The bottleneck importers experienced on the West Coast this peak season spread inland as secondary and tertiary markets started to bleed off excess volume on their way to consumers. Because fewer people were doing their holiday shopping in brick-and-mortar stores, USPS and commercial parcel carriers alike have been busier delivering in the last mile than ever before.

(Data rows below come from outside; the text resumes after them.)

PR #2942, opened 2026-05-13
EDM-3856: added RBAC for vulnerabilities

asafbennatan:


celdrake (approved):

internal/service/vulnerability.go
```diff
@@ -349,7 +349,7 @@ func (h *ServiceHandler) GetDeviceVulnerabilities(
 		result, err = h.store.VulnerabilityFinding().GetVulnerabilities(ctx, imageDigest, listParams)
 		if err != nil {
 			h.log.WithError(err).Error("failed to query vulnerability findings")
-			return nil, domain.StatusInternalServerError("failed to query vulnerability findings")
+			return nil, StoreErrorToApiStatus(err, false, domain.VulnerabilityKind, nil)
```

ShipMatrix, a technology provider to parcel shippers, estimates that 7.2 million more packages will need to be shipped each day this holiday season than the system has the capacity to handle. This has caused some parcel carriers to cap their customers, allowing them only to expand their shipping volume by a small percentage, while at the same announcing rate increases via surcharges to go into effect through peak season. UPS and FedEx, for example, temporarily stopped making pickups from some of their largest retail customers simply because they had already exceeded their agreed-upon limit — an entirely prudent move, according to Mike Erickson, founder of parcel consultancy AFMS.
The story of ocean and inland port bottlenecks, the truckload capacity crunch, container shortages, and the surge of parcel deliveries in the last mile will continue well into the first quarter of 2021. “Our customers include brick-and-mortar retailers, online e-tailers, wholesalers and distributors that feed the Amazons or Walmarts of the world. The discussion we’re having with them currently is how are we addressing together inefficiencies in the supply chain that are causing increased cost, slower inventory velocities — and a retailer’s worst fear — the inability to deliver a product to the consumer when they want to make a purchase.”
While the distribution of vaccines is again highlighting the marvels of modern logistics, manufacturing and distribution of the vaccine will continue throughout the entire 2021 calendar year. Ickert believes it will take several quarters for most Americans to be immunized, meaning Americans will likely continue to work from home when they can, and spend more of their money on goods, as opposed to travel, eating out or catching a live show. “The annual manufacturing break in China which occurs over the Chinese New Year might free up the ports a little and allow imports to flow a little more freely. Additionally, we might see consumer spending peak after Christmas, giving retailers the opportunity to restock their inventories. The capacity crunch though, driving rates up in the truckload sector, is something that I see continuing through Q2 2021.”